Top of STUDY MATERIAL
PR #581, opened 2021-03-18
Get version from __init__

### LINKED ISSUE #580: setuptools_scm dropped Python 2 breaking install
Thanks for the great project! 

It unfortunately looks like [setuptools_scm dropped support for Python 2](https://github.com/pypa/setuptools_scm/issues/541), which appears to have broken the install for mpmath on Python 2. Here's a [broken CI run](https://github.com/mikedh/trimesh/pull/1182/checks?check_run_id=2135678957) demonstrating the issue.

mikedh:
Attempt to fix #580. Gets version for setup from `__init__.py` to prevent duplication of version, and removes dependency on setuptools_scm. 

This is how many/most projects handle version; I'm not sure how mixing most data from `setup.cfg` with the version in `setup.py` works. Although in testing with `pip install -e` locally it worked fine.

### DIFF
--- a/setup.cfg
+++ b/setup.cfg
@@ -26,7 +26,6 @@ project_urls = Source = https://github.com/fredrik-johansson/mpmath
 [options]
 packages = find:
 setup_requires = setuptools>=36.7.0
-                 setuptools_scm>=1.7.0
 tests_require = mpmath[tests]
 [options.extras_require]
 tests = pytest >= 4.6
--- a/setup.py
+++ b/setup.py
@@ -1,6 +1,17 @@
 #!/usr/bin/env python
 
+import os
 import setuptools
 
+# where version is stored relative to setup.py
+_version_path = os.path.join(
+    os.path.dirname(__file__),
+    'mpmath/__init__.py')
+# get version without importing anything
+# note that this is relying on __version__
+# being the *first* line of the __init__ file
+with open(_version_path, 'r') as f:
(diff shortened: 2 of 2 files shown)


skirpichev:
I think, much simpler solution is to pin required deps (that may be a conditional pin, only for py2), until we not drop support for py2 as others.  No need to reinvent wheel.

asmeurer:
+1 for removing setuptools_scm.

mikedh:
I guess I don't know the full context of *why* one would want `setuptools_scm` From my perspective, it is a narrowly used package with a very casual attitude towards breaking things upstream ("just upgrade your pip"). I don't use Python 2, but I respect that somewhere between 5-10% of people do for various reasons, and my plan was to keep libraries I maintain installable on Python 2 until the wheels really fall off :smile:.  

That being said, I dropped `sympy` from Python 2 installs for this issue, so I no longer have a duck in this race and am I fine with whatever! There was some indications in that thread that pinning `setuptools_scm` version did not help until pip was upgraded (which happens in current `mpmath` builds so it's hard to say).

skirpichev:
> From my perspective, it is a narrowly used package with a very casual attitude towards breaking things upstream ("just upgrade your pip")

Looking on the thread, this seems to be an issue with [_very_ old pip versions](https://github.com/pypa/setuptools_scm/issues/541#issuecomment-802021317).  The Debian Stretch has something like this.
Bottom of STUDY MATERIAL
TASK DESCRIPTION >> Some of the data mentions "tests". Copy every line where it does.

TASK OUTPUT >>
 tests_require = mpmath[tests]
 tests = pytest >= 4.6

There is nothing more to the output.